If the I/O load on the production node is excessively large and the duration of peak I/O occurs over a long period of time (minutes to tens of minutes), DRX buffering may not be able to handle it. In this case, you should think about data compression.
BSR
Congestion policy
The congestion state means that buffering is impossible because there is no free space in the DRX buffer because the replication load is increased. In this case, DRX does not perform any special action and concentrates on remotely transmitting the replicated data in the buffer. The response to the congestion state is left to the congestion policy of DRBD.
The congestion policy is the corresponding policy in DRBD when the DRX's buffer enters the congestion state. Here's how to set up a congestion policy.
resource r0 { proxy { memlimit 1G: # DRX buffer } net { on-congestion pull-ahead; # Congestion policy setting (Ahead mode) congestion-fill 950M; # Set congestion awareness point (when 950Mbyte data is buffered is congestion point) } }
BSR has the following three congestion policies, and Ahead mode is recommended for asynchronous replication across the WAN.
- block: Wait for I/O until the buffer is empty (until it can be queued into the buffer).
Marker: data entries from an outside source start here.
PR #5126, opened 2024-07-24
Pydantic v2 migration (misc fixes)

galvana:
### Description Of Changes

A branch to track any misc changes I need to make as part of the Pydantic v2 migration review

### Pre-Merge Checklist

### DIFF
--- a/src/fides/api/schemas/redis_cache.py
+++ b/src/fides/api/schemas/redis_cache.py
@@ -30,12 +30,14 @@ class Identity(IdentityBase):
     """Some PII grouping pertaining to a human"""
 
     # These are repeated so we can continue to forbid extra fields
-    phone_number: Optional[PhoneNumber] = Field(None, title="Phone number")
-    email: Optional[EmailStr] = Field(None, title="Email")
-    ga_client_id: Optional[str] = Field(None, title="GA client ID")
-    ljt_readerID: Optional[str] = Field(None, title="LJT reader ID")
-    fides_user_device_id: Optional[str] = Field(None, title="Fides user device ID")
-    external_id: Optional[str] = Field(None, title="External ID")
+    phone_number: Optional[PhoneNumber] = Field(default=None, title="Phone number")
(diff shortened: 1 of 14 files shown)


src/fides/api/schemas/redis_cache.py
```diff
@@ -95,7 +97,7 @@ def labeled_dict(
         self, include_default_labels: Optional[bool] = False
     ) -> Dict[str, Any]:
         """Returns a dictionary that preserves the labels for all custom/labeled identities."""
-        d = super().dict()
+        d = super().model_dump()
```
pattisdr, line 100: I think this one was intentional because `model_dump()` is overridden here too?

pattisdr: I need to probably figure out how to do this better

pattisdr:
Ah I had been deprioritizing this, but in fidesplus testing D&D I am seeing warnings getting turned around and then flagged as an error

```bash
fidesplus  | pydantic.warnings.PydanticDeprecatedSince20: The `dict` method is deprecated; use `model_dump` instead. Deprecated in Pydantic V2.0 to be removed in V3.0. See Pydantic V2 Migration Guide at https://errors.pydantic.dev/2.7/migration/
fidesplus  | 2024-07-25 23:11:24.353 | ERROR    |  - Failed to label staged resource | {'resource': 'REDACTED', 'error': 'The `dict` method is deprecated; use `model_dump` instead. Deprecated in Pydantic V2.0 to be removed in V3.0. See Pydantic V2 Migration Guide at https://errors.pydantic.dev/2.7/migration/'}
```

pattisdr:
I'm going to go ahead and merge this one Adrian!

src/fides/api/schemas/redis_cache.py
pattisdr: Or maybe it works because I later changed it to loop through `for field in self.__pydantic_extra__ or {}` in this function body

This is the default when no congestion policy is set.
- disconnect: Disconnect the replication connection and enter the StandAlone state.
- pull-ahead: Enter lazy replication mode. In this case, the replication connection is maintained, but replication is stopped and local I/O is logged as out-of-sync, but resynchronization of the logged out-of-sync is performed when congestion is released.
Specifying buffer size
- BSR coupling assumes an Ahead mode (lazy replication), asynchronous replication configuration.
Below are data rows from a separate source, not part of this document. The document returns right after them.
PR #5132, opened 2024-07-26
PROD-2473 Update `GET /dataset` endpoint to support `exclude_saas_datasets` and `only_unlinked_datasets` params

erosselli:
Closes [PROD-2473](https://ethyca.atlassian.net/browse/PROD-2473)

### Description Of Changes
Added two query params `exclude_saas_datasets` and `only_unlinked_datasets` to the `GET /datasets` endpoint to match those in `GET /filters/datasets`. 

### Code Changes

* Updated `list_dataset_paginated` to add the two new filter options,  `exclude_saas_datasets` and `only_unlinked_datasets`
* Added relevant unit tests
* Added comment to docstring for `GET /filter/datasets` endpoint

### Steps to Confirm

### Pre-Merge Checklist

* Documentation:
* [ ] Update `CHANGELOG.md`

[PROD-2473]: https://ethyca.atlassian.net/browse/PROD-2473?atlOrigin=eyJpIjoiNWRkNTljNzYxNjVmNDY3MDlhMDU5Y2ZhYzA5YTRkZjUiLCJwIjoiZ2l0aHViLWNvbS1KU1cifQ

### DIFF
--- a/src/fides/api/api/v1/endpoints/dataset_endpoints.py
+++ b/src/fides/api/api/v1/endpoints/dataset_endpoints.py
@@ -591,6 +591,7 @@ def get_ctl_datasets(
     only_unlinked_datasets: bool = False,
 ) -> List[Dataset]:
     """
+    Deprecated. Use `GET /datasets` instead.
     Returns all CTL datasets .
     """
 
--- a/src/fides/api/api/v1/endpoints/dataset_endpoints.py
+++ b/src/fides/api/api/v1/endpoints/dataset_endpoints.py
@@ -584,6 +584,7 @@ def delete_dataset(
     f"/filter{DATASETS}",
     dependencies=[Security(verify_oauth_client, scopes=[DATASET_READ])],
     response_model=List[Dataset],
+    deprecated=True,
 )
 def get_ctl_datasets(
     db: Session = Depends(deps.get_db),
--- a/src/fides/api/api/v1/endpoints/generic_overrides.py
+++ b/src/fides/api/api/v1/endpoints/generic_overrides.py
@@ -46,7 +46,7 @@ async def list_dataset_paginated(
     """
     Get a list of all of the Datasets.
     If any pagination parameters (size or page) are provided, then the response will be paginated
-    & provided filters (search, data_categories) will be applied.
+    & provided filters (search, data_categories, exclude_saas_datasets, only_unlinked_datasets) will be applied.
     Otherwise all Datasets will be returned (this may be a slow operation if there are many datasets,
     so using the pagination parameters is recommended).
     """
--- a/src/fides/api/api/v1/endpoints/generic_overrides.py
+++ b/src/fides/api/api/v1/endpoints/generic_overrides.py
@@ -4,11 +4,13 @@ from fastapi import APIRouter, Depends, Query, Security
 from fastapi_pagination import Page, Params
 from fastapi_pagination.ext.async_sqlalchemy import paginate as async_paginate
 from fideslang.models import Dataset
+from sqlalchemy import and_, not_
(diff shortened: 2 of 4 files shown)


src/fides/api/api/v1/endpoints/dataset_endpoints.py
```diff
@@ -591,6 +591,7 @@ def get_ctl_datasets(
     only_unlinked_datasets: bool = False,
 ) -> List[Dataset]:
     """
+    Deprecated. Use `GET /datasets` instead.
```
galvana, line 594: You can add a `deprecated` flag to the router info, here's an [example](https://github.com/ethyca/fides/blob/main/src/fides/api/api/v1/endpoints/privacy_request_endpoints.py#L689):

```
@router.get(
    PRIVACY_REQUESTS,
    dependencies=[Security(verify_oauth_client, scopes=[PRIVACY_REQUEST_READ])],
    response_model=Page[
        Union[
            PrivacyRequestVerboseResponse,
            PrivacyRequestResponse,
        ]
    ],
    deprecated=True,
)
def get_request_status(
```

Then it will be nice and obvious in the Swagger docs
image

src/fides/api/api/v1/endpoints/generic_overrides.py
```diff
@@ -37,27 +40,47 @@ async def list_dataset_paginated(
...
-    if page or size:
-        query = select(CtlDataset)
-        filter_params = FilterParams(search=search, data_categories=data_categories)
-        filtered_query = apply_filters_to_query(
-            query=query,
-            search_model=CtlDataset,
-            taxonomy_model=CtlDataset,
-            filter_params=filter_params,
+    if not page and not size:
+        return await list_resource(CtlDataset, db)
```
galvana, line 54: We would need to apply the `exclude_saas_datasets` and `only_unlinked_datasets` filters to the non-paginated response if we wanted to keep backwards compatibility. Did we make a decision to omit this?

tests/ops/api/v1/endpoints/test_dataset_endpoints.py
```diff
@@ -2001,7 +2001,7 @@ def test_list_dataset_no_pagination(
         api_client: TestClient,
         generate_auth_header,
         ctl_dataset,
-        saas_ctl_dataset,
+        secondary_sendgrid_instance,
```
galvana, line 2004: Nice reuse!

galvana (commented):
Looks good! I just have one question about backwards compatibility and a suggestion for Swagger

src/fides/api/api/v1/endpoints/dataset_endpoints.py
erosselli: ah cool! didn't know this 😎

src/fides/api/api/v1/endpoints/generic_overrides.py
erosselli: hmm that's a good point. I can definitely add them in -- however I think the idea was to at some point in the future deprecate the non-paginated response entirely since it has performance issues when there's a big number of elements, and the existing non-paginated endpoint with the filters (`/filters/dataset`) still exists so it _can_ be used if that's still needed. 

What do you think? I think ideally if anyone wants to move from the deprecated endpoint to the new one, they should probably add in the pagination support while they're it?

erosselli: added it in https://github.com/ethyca/fides/pull/5132/commits/071258d5d423d453aecb6decaca8d9e424566f57

galvana (approved):
Thanks for making the changes, I'm glad it didn't end up being a big change!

- Ensure that measurements can only be taken over measurement segments where the replication connection is maintained; I/O measurements over disconnected segments are not considered.
- Aggregate the number of times BSR enters Ahead mode (congestion entry count) using the following methods
- Aggregate the number of times the "Congestion-fill threshold reached" output in the BSR log.
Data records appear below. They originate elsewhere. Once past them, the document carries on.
PR #5138, opened 2024-07-30
Prod 2435: bq connection test

thingscouldbeworse:
Closes #PROD-2435

### Description Of Changes
A more reliable connection test for bigquery

### Code Changes

* Override the base `test_connection` function of Bigquery connectors to run `list_all_projects` and return failure on an empty return value.

### Steps to Confirm

* Create any integration for a Bigquery data source and click "test integration"
* On a dev instance manually force an exception (`raise`, `i =1/0`, etc) inside the try/except
* Manually set `all_projects` to `[]` and confirm the test fails

### Pre-Merge Checklist

* Documentation:
* [ ] Update `CHANGELOG.md`


src/fides/api/util/connection_util.py
```diff
@@ -323,6 +324,26 @@ def connection_status(
 ) -> TestStatusMessage:
     """Connect, verify with a trivial query or API request, and report the status."""
 
+    # test if this is a Bigquery connection
+    if connection_config.connection_type == ConnectionType.bigquery:
```
adamsachs, line 328: hmm. this will probably work, but i think there may be a cleaner way to inject the "custom" bigquery logic.

what i'd lean toward is implementing an overridden `test_connection` method in the `BigQueryConnector` class that's a subclass of the `SQLConnector` (this is the bigquery "DSR connector"): https://github.com/ethyca/fides/blob/main/src/fides/api/service/connectors/sql_connector.py#L476

that allows us to keep all the generic wrapping logic in tact, and it puts in the "custom" bigquery logic into a class specifically scoped toward bigquery. this will pave the road nicely for when we move the `BigQueryConnector` to leverage the python bigquery client, as is currently used in the d&d workflow.

src/fides/api/service/connectors/sql_connector.py
```diff
@@ -510,6 +511,19 @@ def query_config(self, node: ExecutionNode) -> BigQueryQueryConfig:
...
+    # Overrides SQLConnector.test_connection
+    def test_connection(self) -> Optional[ConnectionTestStatus]:
+        try:
+            bq_schema = BigQuerySchema(**self.configuration.secrets)
+            client = bq_schema.get_client()
+            all_projects = [project for project in client.list_projects()]
+            if all_projects:
+                return ConnectionTestStatus.succeeded
+            else:
+                raise ConnectionException("No datasets found with the provided credentials.")
```
adamsachs, line 523: this is nice handling! just a tweak on the wording:
```suggestion
                raise ConnectionException("No bigquery projects found with the provided credentials.")
```

src/fides/api/service/connectors/sql_connector.py
```diff
@@ -510,6 +511,19 @@ def query_config(self, node: ExecutionNode) -> BigQueryQueryConfig:
...
+        except Exception as e:
+            raise ConnectionException(f"Connection error: {e}")
```
adamsachs, line 525: this is solid for the exception that's raised up (and hopefully gets to the UI?) in addition, it might be nice to _log_ the exception here too, ideally with a full stack trace - since this endpoint is specifically for troubleshooting, giving as much error information as possible can be helpful.

you can use `logger.exception` - i think that may give you a stack trace, or you may need to still specify some args/options to get a full stack trace.

src/fides/api/service/connectors/sql_connector.py
```diff
@@ -510,6 +511,19 @@ def query_config(self, node: ExecutionNode) -> BigQueryQueryConfig:
         """Query wrapper corresponding to the input execution_node."""
         return BigQueryQueryConfig(node)
 
+    # Overrides SQLConnector.test_connection
+    def test_connection(self) -> Optional[ConnectionTestStatus]:
```
adamsachs, line 515: may be a question of preference, but i tend to put these sort of comments as proper method docstrings, and that plays nicely with many IDEs. i would note here that we're specifically testing with the native bigquery python client that's used for the d&d workflows, even though it is not _yet_ used for the DSR workflows. something like this?

```suggestion
    def test_connection(self) -> Optional[ConnectionTestStatus]:
    """
    Overrides SQLConnector.test_connection with a BigQuery-specific connection test.
    
    The connection is tested using the native python client for BigQuery, since that is what's used
    by the detection and discovery workflows/codepaths. We will eventually look to migrate the
    rest of this class, used for DSR execution, to also make use of the native bigquery client. 
    """
```

adamsachs (commented):
@thingscouldbeworse this looks good to me! just a few things that i think we could polish up here to get it as clean as possible, but generally this is how i was imagining this would work - nice job!

also, i assume you've done some manual testing? i didn't get to do any yet. if you've done that, could you please list out the manual steps you've taken to confirm in the PR description? i think it would be good for at least one of us to manually test out some of the error cases locally and make sure this is working as we expect - if you've done that, then great

src/fides/api/service/connectors/sql_connector.py
thingscouldbeworse: docstring here: https://github.com/ethyca/fides/pull/5138/commits/16d65db4c965c945833221f7d03c3fb705a31073#diff-15895ed412c26a8f5c097a7eddfa11273da29a8d999e7c342bdeb475224fff8aR516

src/fides/api/service/connectors/sql_connector.py
thingscouldbeworse: logger exception here: https://github.com/ethyca/fides/pull/5138/commits/16d65db4c965c945833221f7d03c3fb705a31073#diff-15895ed412c26a8f5c097a7eddfa11273da29a8d999e7c342bdeb475224fff8aR537 I do see the exception in logs if I induce one

src/fides/api/service/connectors/sql_connector.py
thingscouldbeworse: fixed here https://github.com/ethyca/fides/pull/5138/commits/16d65db4c965c945833221f7d03c3fb705a31073#diff-15895ed412c26a8f5c097a7eddfa11273da29a8d999e7c342bdeb475224fff8aR534

adamsachs (approved):
looks good @thingscouldbeworse, thanks for making the requested updates! 👍

PR #5140, opened 2024-07-30
PROD-2350 DSR Support for ScyllaDB

erosselli:
Closes [PROD-2350](https://ethyca.atlassian.net/browse/PROD-2350)

### Description Of Changes

This PR adds DSR support for ScyllaDB. Scylla connector already existed because we support ScyllaDB for D & D , so this PR just needed to add some extra methods to the existing connector and create a `ScyllaDBQueryConfig` class.  Scylla uses Cassandra Query Language (CQL) which is very SQL-like in its syntax, so I tried to reuse as much of the SQL code as possible while making the CQL-specific changes. 

---
**_PERFORMANCE CONCERNS_**

I have some concerns about the performance of DSR queries against Scylla DB that I want to call out. 

Scylla DB [encourages a query-first approach to data modelling](https://docs.scylladb.com/stable/get-started/data-modeling/index.html#data-modeling), where you design your data model around the queries you'll need to execute. In our case, we don't have control over how the data is modeled, since the DB is not ours; we're running a very specific set of queries for the DSR feature but if the data model was not built with these types of queries in mind, queries may have big performance issues, especially when dealing with a lot of data. See [my comment on the `ALLOW FILTERING` clause](https://github.com/ethyca/fides/pull/5140#discussion_r1707022261) in the PR for more detail.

- Check the number of Ahead entries via the bsrsetup events2 command
- Resize the buffer based on the collected congestion entry counts. If the congestion frequency is high, the size of the buffer should be further increased.
- If the congested section does not become less frequent after increasing the buffer, consider compression.
FSR
FSR only needs to specify the size of DRX's buffer. It does not support congestion mode, so it does not need to be set. If the DRX buffer is full while buffering, it will immediately empty the buffer and automatically move to a synchronized state.
When specifying the size of the buffer, you only need to refer to BSR's buffer policy to set the criteria for buffer operation and consider sizing accordingly. You can specify buffers as large as your memory allows, typically at the multi-GB level.